Beginning with the first line, copy out each line of the material until the line containing "Auto-created from PR #6829." has been copied as well.

**** DATA

PR #6829, opened 2026-08-07
fix(video-metadata): keep the preview rounded and make the audio credit form readable

### LINKED ISSUE #6830: fix(video-metadata): keep the preview rounded and make the audio credit form readable
Auto-created from PR #6829.

**PR:** https://github.com/divinevideo/divine-mobile/pull/6829
**Branch:** `fix/metadata-design-issues`

hm21:
Closes #6830

## Description

Three design issues on the video metadata flow.

**The preview arrived square-bottomed.** Opening the full-screen preview showed no rounding along the bottom edge for a moment, then it snapped in. The stage's rounded bottom comes from a `ClipRRect` above the `Hero`, but a flying hero is lifted into the navigator overlay — outside that clip — so nothing rounded the preview for the whole ~300ms flight. The flight now clips itself via `flightShuttleBuilder`, morphing out of the clip thumbnail's all-round corners into the stage's bottom-only rounding. The flight animation runs 0 (metadata screen) → 1 (preview) in *both* directions, because a pop drives it from the popped route's animation, so one lerp covers the way back too. The thumbnail's radius moved into `VideoEditorConstants.clipPreviewCornerRadius` so the flight's start shape can't drift away from the shape it starts on.

**The audio credit fields didn't look like fields.** Title, creator, source URL and hashtags sit together inside a single `_InputWrapper` card. `DivineTextField` is transparent by default and takes the colour of whatever it sits on, so each one read as a label — unlike the title and description fields further up, where every field gets its own card and the card *is* the visible input surface. They're `filled: true` now, which is the case the widget's own API documents. The "shared as" preview is separated by a top border instead of floating in the same block, and the optional rows (provider credit vs public editor, the source field that appears when "own work" is off, the validation line) cross-fade through a shared `_ExpandSwitcher` rather than snapping the card's height.

**Inset drift.** Material 3 gives `ListTile` an asymmetric `contentPadding` — start 16, end 24 — and both `DivineSwitchTile` and `DivineCheckboxTile` were falling through to it. 16 on both edges is the value the design system wants, so both now pin `contentPadding` to a symmetric 16. The leading edge doesn't move; the trailing edge tightens by 8px, and it does so everywhere those tiles are used, not just here — 16 switch rows across Safety, Notification, General, Nostr, Bluesky, Content preferences, Monetization links and Blossom settings plus the metadata form, and 2 checkbox rows in Safety settings and the audio credit card. It's a design-system correction rather than a local one; it just surfaced here, where a switch row and a checkbox row sit in the same card and the mismatch is visible. The cover screen's top bar separately drops its vertical padding so its horizontal inset matches the form.

The audio sharing section also moved into its own file. It carried three classes and five imports that nothing else in `video_metadata_form_fields.dart` needed, and that file had grown past 500 lines.

**Related Issue:** 

## Out of Scope

None.

## Verification

- `flutter test` on `video_metadata_cover_screen_test.dart`, `video_metadata_preview_screen_test.dart`, `video_metadata_screen_test.dart`, `test/widgets/video_metadata/` — 202 passing
- `flutter test` on `packages/divine_ui` — 845 passing
- All four design-system ceiling ratchets, the untested-services floor and the `test/unit` structure guard — pass
- Flight tests: `morphs the hero flight corners in both directions` pins the lerp's direction against a reversed and a constant-pinned mutant; `the real capture thumbnail rounds itself outside its Hero` flies from the real thumbnail widget and pins the clip that a pop would otherwise drag into the shuttle
- Two existing tests adapted to the new behaviour, both still asserting the same user-visible outcome: `requires public creator and source for imported audio` now settles before asserting the validation line is gone (it fades out over the switcher instead of vanishing next frame), and the form-field toggle tests target `DivineSwitchTile` instead of Material's `SwitchListTile`
- Manual pass on a real Samsung Galaxy (SM-S942B): open metadata → preview (corners rounded from the first frame of the flight and on the way back), toggle "Allow others to remix", toggle "own work" on/off, fill the credit until the validation line clears — all good
- Settings screens that use the two tiles re-run after the padding change: `safety_settings_screen_test.dart`, `settings_screen_audio_sharing_test.dart`, `test/screens/settings/` — 339 passing together with the metadata suites

### Screens on device (SM-S942B, `f3f4747`)

General Settings, where the tile change lands outside the metadata flow. Rows carrying a control (the switches) sit at 16 on both edges; navigation rows keep Material's start 16 / end 24, which is the split this PR settles on rather than flattens.

General Settings after the tile inset change

The audio credit card, the surface the form changes target.

Post details audio credit card after the form changes

## Type of Change

- [x] 🧹 Code refactor

### DIFF
--- a/mobile/lib/screens/video_metadata/video_metadata_cover_screen.dart
+++ b/mobile/lib/screens/video_metadata/video_metadata_cover_screen.dart
@@ -626,7 +626,7 @@ class _TopBarContent extends StatelessWidget {
       child: SafeArea(
         bottom: false,
         child: Padding(
-          padding: const .all(16),
+          padding: const .symmetric(horizontal: 16),
           child: Row(
             spacing: 16,
             children: [
--- a/mobile/lib/screens/video_metadata/video_metadata_cover_screen.dart
+++ b/mobile/lib/screens/video_metadata/video_metadata_cover_screen.dart
@@ -625,7 +625,8 @@ class _TopBarContent extends StatelessWidget {
       alignment: .topCenter,
       child: SafeArea(
         bottom: false,
-        child: Padding(
+        child: Container(
+          height: kToolbarHeight,
           padding: const .symmetric(horizontal: 16),
           child: Row(
             spacing: 16,
--- a/mobile/lib/screens/video_metadata/video_metadata_cover_screen.dart
+++ b/mobile/lib/screens/video_metadata/video_metadata_cover_screen.dart
@@ -15,6 +15,7 @@ import 'package:openvine/providers/video_editor_provider.dart';
 import 'package:openvine/services/video_thumbnail_service.dart';
 import 'package:openvine/widgets/branded_loading_indicator.dart';
 import 'package:openvine/widgets/video_clip/clip_thumbnail_image.dart';
+import 'package:openvine/widgets/video_metadata/metadata_hero_corners.dart';
 import 'package:openvine/widgets/vine_cached_image.dart';
 import 'package:pro_video_editor/pro_video_editor.dart';
 import 'package:time_formatter/time_formatter.dart';
@@ -472,10 +473,11 @@ class _VideoAreaState extends State<_VideoArea> {
         ? _videoAR
         : widget.clip.targetAspectRatio.value;
     final isSquare = widget.clip.targetAspectRatio.value == 1.0;
+    final coverBorderRadius = isSquare
+        ? BorderRadius.circular(12)
+        : const BorderRadius.vertical(bottom: Radius.circular(32));
     final player = ClipRRect(
-      borderRadius: isSquare
-          ? .circular(12)
-          : const .vertical(bottom: .circular(32)),
+      borderRadius: coverBorderRadius,
       child: FittedBox(
         fit: isSquare ? BoxFit.contain : BoxFit.cover,
         child: SizedBox(
@@ -496,6 +498,14 @@ class _VideoAreaState extends State<_VideoArea> {
     return Hero(
       tag: VideoEditorConstants.heroMetaPreviewId,
       createRectTween: (begin, end) => RectTween(begin: begin, end: end),
+      // The thumbnails round themselves from outside their Hero, so on the way
+      // back the shuttle arrives with no rounding of its own.
+      flightShuttleBuilder: (_, animation, _, _, toHeroContext) =>
+          MetadataHeroCorners(
+            animation: animation,
+            destinationBorderRadius: coverBorderRadius,
+            child: (toHeroContext.widget as Hero).child,
+          ),
       child: AspectRatio(
         aspectRatio: widget.clip.targetAspectRatio.value,
         child: isSquare ? Center(child: player) : player,
--- a/mobile/lib/constants/video_editor_constants.dart
+++ b/mobile/lib/constants/video_editor_constants.dart
@@ -247,9 +247,11 @@ class VideoEditorConstants {
   /// Hero animation tag for the final clip-preview in the video editor.
   static const heroMetaPreviewId = 'Video-metadata-clip-preview-video';
 
-  /// Corner radius of the clip-preview thumbnail the [heroMetaPreviewId] hero
-  /// flies from. The preview screen morphs its flight out of this shape into
-  /// the stage's rounded bottom, so both sides read the same value.
+  /// Corner radius of the clip-preview thumbnails that carry
+  /// [heroMetaPreviewId]. The preview screen morphs its flight out of this
+  /// shape into the stage's rounded bottom, so the thumbnails and the flight
+  /// cannot drift apart. The cover screen is the other destination on that
+  /// tag and keeps its own rounding.
   static const clipPreviewCornerRadius = 16.0;
 
   /// Hero animation tag for the audio-chip in the video editor.
--- a/mobile/lib/constants/video_editor_constants.dart
+++ b/mobile/lib/constants/video_editor_constants.dart
@@ -247,6 +247,11 @@ class VideoEditorConstants {
   /// Hero animation tag for the final clip-preview in the video editor.
   static const heroMetaPreviewId = 'Video-metadata-clip-preview-video';
 
+  /// Corner radius of the clip-preview thumbnail the [heroMetaPreviewId] hero
+  /// flies from. The preview screen morphs its flight out of this shape into
+  /// the stage's rounded bottom, so both sides read the same value.
+  static const clipPreviewCornerRadius = 16.0;
+
   /// Hero animation tag for the audio-chip in the video editor.
   static const heroAudioChipId = 'Video-Editor-Audio-Chip';
 
--- a/mobile/lib/screens/video_metadata/video_metadata_preview_screen.dart
+++ b/mobile/lib/screens/video_metadata/video_metadata_preview_screen.dart
@@ -109,6 +109,11 @@ class _VideoMetadataPreviewScreenState
 
   @override
   Widget build(BuildContext context) {
+    final stageBorderRadius = widget.previewOnly
+        ? BorderRadius.zero
+        : const BorderRadius.vertical(
+            bottom: Radius.circular(VineTheme.shellCornerRadius),
+          );
     return AnnotatedRegion<SystemUiOverlayStyle>(
       value: VideoEditorConstants.uiOverlayStyleFor(context.vineColors),
       child: Scaffold(
@@ -119,13 +124,14 @@ class _VideoMetadataPreviewScreenState
             // Video preview area with close button
             Expanded(
               child: _PreviewStage(
-                roundBottom: !widget.previewOnly,
+                borderRadius: stageBorderRadius,
                 child: Stack(
                   fit: .expand,
                   children: [
                     _VideoPreviewContent(
                       clip: widget.clip,
                       controller: _controller,
+                      stageBorderRadius: stageBorderRadius,
                     ),
                     if (!widget.previewOnly)
                       // The overlay offsets its caption and action column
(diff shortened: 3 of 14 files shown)


mbradley (dismissed):
Took over the objective findings and pushed nine commits, one per finding. Two calls are yours.

## What I changed

**Corners on the way back.** The shuttle renders the destination Hero's child, so on a pop that is the metadata thumbnail with its `ClipRRect(16)` inside it. That clip intersects the one `flightShuttleBuilder` animates: the outer lerp wins at the bottom, but 16 beats square at the top, so the video's top corners snapped rounded on the first frame of the close and stayed there for the flight. Both thumbnails now round from outside their Hero, which leaves the shuttle's clip as the only one in play. Identical at rest, since the clip wraps the same subtree one level up, and during the flight the Hero leaves a placeholder with nothing to clip.

**The flight test.** It did fail without `flightShuttleBuilder`, so it caught a missing fix. But it sampled one mid-flight frame and asked whether any `ClipRRect` in the tree sat between the two endpoints. `lerp(a, b, t)` and `lerp(b, a, t)` both satisfy that for every t, and so does a constant. Tightening it to an end-of-flight check does not help either, because the stage's own clip satisfies that on its own. It now samples the shuttle itself twice and asserts the direction it travels (the top opens out as the bottom tightens), then pops and asserts the shuttle carries no competing 16 clip. Verified red against all three mutants: reversed lerp, animation pinned to a constant, and the thumbnail's clip moved back inside its Hero.

**Inset drift, two spots.** Removing the section's outer `Padding(horizontal: 4)` moved every child onto whatever inset it carries itself. `_ProviderAudioCredit` was bumped 12 to 16 to compensate; the validation line was not, so the error text sat 4px inboard of the card. Separately, the new "Shared as" row is a raw `ListTile`, so it fell through to Material 3's start 16 / end 24, the same default this branch pins out of `DivineSwitchTile` and `DivineCheckboxTile` one row above it.

**Cover top bar.** Dropping the vertical padding left the Row shrink-wrapped to its 48px button box under an `Align`, so the controls sit 4px below the safe-area edge instead of 20. The screen's outer `SafeArea` already removes the inset, so the nested one in `_TopBar` is a no-op and the padding was the only separation. `VideoMetadataCaptureAppBar` pairs the same horizontal-16 inset with an explicit `kToolbarHeight` and centres its Row in it; this is the other half of that pattern. Worth a look on device: the description frames this as a horizontal change, and horizontal was already 16 either way.

**`_ExpandSwitcher`.** `divine_ui` already exports `AnimatedReveal` for exactly this shape, and unlike the private copy it honours `MediaQuery.disableAnimations`, which the other reveal sites in the app all do. The provider-credit branch loses a cross-fade in the swap, since `AnimatedReveal` animates size and hard-swaps content. That branch needs a sound with an external source but no attribution event, which does not flip mid-session.

Plus three small ones: the `clamp(0.0, 1.0)` is unreachable (`fastOutSlowIn` cannot overshoot and neither Hero overrides the curve), the constant's doc comment said "both sides read the same value" when four widgets carry that tag and the cover screen keeps its own 12 / bottom-32 rounding, and a `SizedBox(height: 8)` as the first child of a `Column(spacing: 8)` reads as 8 and renders as 16.

## Two for you

**1. The sound title is published.** `_initialAttribution` falls back to the literal `'Original sound'`, and `attribution.title` is written into the audio event at `internal/video_event_publisher_audio.dart:85`. Four ARB keys already carry that exact string, so localizing it is mechanical, but it would make published event data depend on the poster's locale: a German poster publishes "Originalton" and every viewer sees that regardless of their own locale. Leave it English, or localize and accept locale-dependent published titles?

**2. The tile family is now split.** `DivineListTile`, `DivineSelectableRow` and both bottom-sheet menus still fall through to 24, and they render next to the two you fixed. On Safety settings a raw `ListTile` caret at 24 sits two rows above a checkbox now at 16; Nostr settings and General settings interleave the same way. Converge the family on 16, or is 16 the rule for control-bearing rows and 24 right for navigation rows? Happy to do the sweep as a follow-up either way.

## One thing not covered

The 16/16 change reaches eight settings screens plus `delete_account_dialog`. Removing it leaves both the divine_ui suite and the app suites green, so nothing pins it, and a `contentPadding` assertion is the shape `testing.md` explicitly rules out ("Testing static properties ... Useless test"). So the right ask is visual, not a test: could you add a before/after of one settings screen to the description? The metadata flow is the only surface with evidence right now.

## Validation

`flutter analyze lib test integration_test` clean. 202 metadata (screen, preview, cover, `test/widgets/video_metadata`), 845 divine_ui with the package analyzed from inside its own directory, 149 settings. All checks green on `08e235b8d`.

## Remaining uncertainty

I have not run this on a device. The top bar and the reveal swap are the two worth your eyes: both are visual changes I verified structurally and by test, not by looking at them.

Over to you to review the takeover and merge when you are happy with it, or push back on any of it.

hm21:
Thanks — the pop-flight finding is right and so is the fix. Taking the nine commits as-is.

One correction on the validation: the third mutant doesn't go red. `morphs the hero flight corners in both directions` builds its own `Hero` in the test, so moving the rounding outside the `Hero` there changed the fixture, not the app — restoring the pre-fix shape in `VideoMetadataCaptureClipPreview` leaves that test green. The first two mutants do hit production code, so that half of the tightening holds.

`f3f47476c` flies from the real thumbnail widget and asserts the same thing after a pop. It goes red against the mutant the other test survives.

Your two:

1. `'Original sound'` stays English — locale-dependent published titles aren't worth the consistency. Noted at the callsite.
2. 16 is the rule for control-bearing rows; navigation rows keep Material's start 16 / end 24. No sweep needed — `DivineListTile`, `DivineSelectableRow` and the sheet menus stay as they are. Noted on both tiles.

Screenshots for the 16/16 change to follow from device.



Bildschirmfoto 2026-08-07 um 22 20 17
Bildschirmfoto 2026-08-07 um 22 21 19

hm21:
Added the General Settings shot to the description — that surface had no evidence, which was the gap. Skipped the before half: the delta is one `contentPadding` line per tile (M3's 24 → 16 on the trailing edge) and fully readable from the diff, so a second image wouldn't resolve anything the first doesn't. The shot also happens to show the control-row / nav-row split from your question 2 in situ.

mobile/lib/screens/video_metadata/video_metadata_cover_screen.dart
```diff
@@ -479,6 +481,14 @@ class _VideoAreaState extends State<_VideoArea> {
     return Hero(
       tag: VideoEditorConstants.heroMetaPreviewId,
       createRectTween: (begin, end) => RectTween(begin: begin, end: end),
+      // The thumbnails round themselves from outside their Hero, so on the way
+      // back the shuttle arrives with no rounding of its own.
+      flightShuttleBuilder: (_, animation, _, _, toHeroContext) =>
```
realmeylisdev, line 503: Context for this commit, since it lands on your branch.

`3fbed6dc` moved both thumbnails' `ClipRRect` outside their `Hero` so the preview's `flightShuttleBuilder` would be the only clip riding the shuttle. That fixes the preview pair, but this screen is the *other* destination on `heroMetaPreviewId`, and it is the one a thumbnail tap opens (`_openCoverEditor`); the preview is reached from the app bar. On a pop Flutter's default shuttle renders the **destination** Hero's child, which is now the unrounded thumbnail, so closing the cover screen flew a square-cornered video the whole way back. Before the move it carried 16 the whole way.

Measured it before touching anything, same pop, two thumbnail shapes: clip inside the Hero puts 1 radius-16 clip on the shuttle, clip outside puts 0.

Setting the builder on this screen rather than on the thumbnails is deliberate. Flutter resolves `toHero.flightShuttleBuilder ?? fromHero.flightShuttleBuilder`, so a destination's builder wins in both directions of its own pair, whereas one on a thumbnail would outrank the preview's on every pop and undo the fix this PR is for. The push direction is unchanged from main: this screen's own `ClipRRect` still sits inside its Hero and wins the intersection at the top corners.

The shared lerp moved into `MetadataHeroCorners` so the two destinations cannot drift apart. New test in `video_metadata_cover_screen_test.dart` goes red against all three mutants: builder removed, lerp reversed, animation pinned to a constant.

realmeylisdev (approved):
went back through this on a fresh checkout. both open questions from last round look answered, and the tile comment lands the rule in the right place.

pushed `c1b05ec5`: moving the thumbnails' clip outside their Hero also took the rounding off the flight back from the cover screen, which is what a thumbnail tap actually opens. that screen carries the same morph now. revert freely.

analyze clean, 204 metadata, 845 divine_ui, 13 cover, all four ratchets green on `c1b05ec5`.

rabble:
Heads up @hm21 — **this is the one PR of tonight's batch that did not merge.** The other nine are on `main`; this one is red and I've left it to you rather than force it through.

### The failure

`Tests (shard 2/4)` → `test/unit/services/upload_manager_get_by_path_test.dart`

> `[FAILED] UploadManager.getUploadByFilePath should return first match when multiple uploads have same path`

[run 31244760488](https://github.com/divinevideo/divine-mobile/actions/runs/31244760488/job/93071428920)

### Why I don't think it's your diff

Your 14 files are video-metadata screens/widgets plus two `divine_ui` components. Nothing touches `UploadManager`, upload paths, or anything under `test/unit/`. There is no import path I can find from your change to that assertion.

The likelier explanation is process-global bleed in CI's merged VGV isolate: every untagged `mobile/test` suite is bundled into one isolate, nothing is auto-restored between tests, and a suite that mutates a global strands later suites in a **seed-dependent** way. `getUploadByFilePath` returning the *first* match when several share a path is exactly the kind of assertion that flips when list ordering or a singleton's accumulated state leaks in from another suite. That's the failure mode `.claude/rules/testing.md` documents under "VGV merged isolate & process-global state".

Also worth knowing: an unrelated flake hit this same batch earlier — `popular_videos_tab_test.dart` → "reports a slow variant switch once, not once per rebuild" failed on #6849, passed on a straight re-run with no code change. Different test, same shard, same signature.

**I am not asserting this is flaky.** That call needs the branch's own diagnosis and I'd be guessing from the outside — per the repo rules a failing test on a feature branch is the branch's until proven otherwise. What I can say is that I looked for a connection to your diff and did not find one.

### Suggested next step

Re-run the failed shard first ([`gh run rerun 31244760488 --failed`](https://github.com/divinevideo/divine-mobile/actions/runs/31244760488)). If it goes green, the flake is real and worth its own issue rather than anything on this PR — the test predates your branch. If it fails again it's reproducible and worth a proper look at what the suite shares.

### Context you'll want

The branch was rebased onto current `main` during tonight's merge run (`1a881d268` → `d912b9361`). It is up to date and still approved; nothing about your changes was modified. Note also that `strict` (require-branches-up-to-date) is currently **disabled** on the `CI workflow rule` ruleset — @rabble is restoring that, so don't read a green `mergeStateStatus` as meaning the branch is current.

********

> [FINISHED EXERCISE]
PR #6829, opened 2026-08-07
fix(video-metadata): keep the preview rounded and make the audio credit form readable

### LINKED ISSUE #6830: fix(video-metadata): keep the preview rounded and make the audio credit form readable
Auto-created from PR #6829.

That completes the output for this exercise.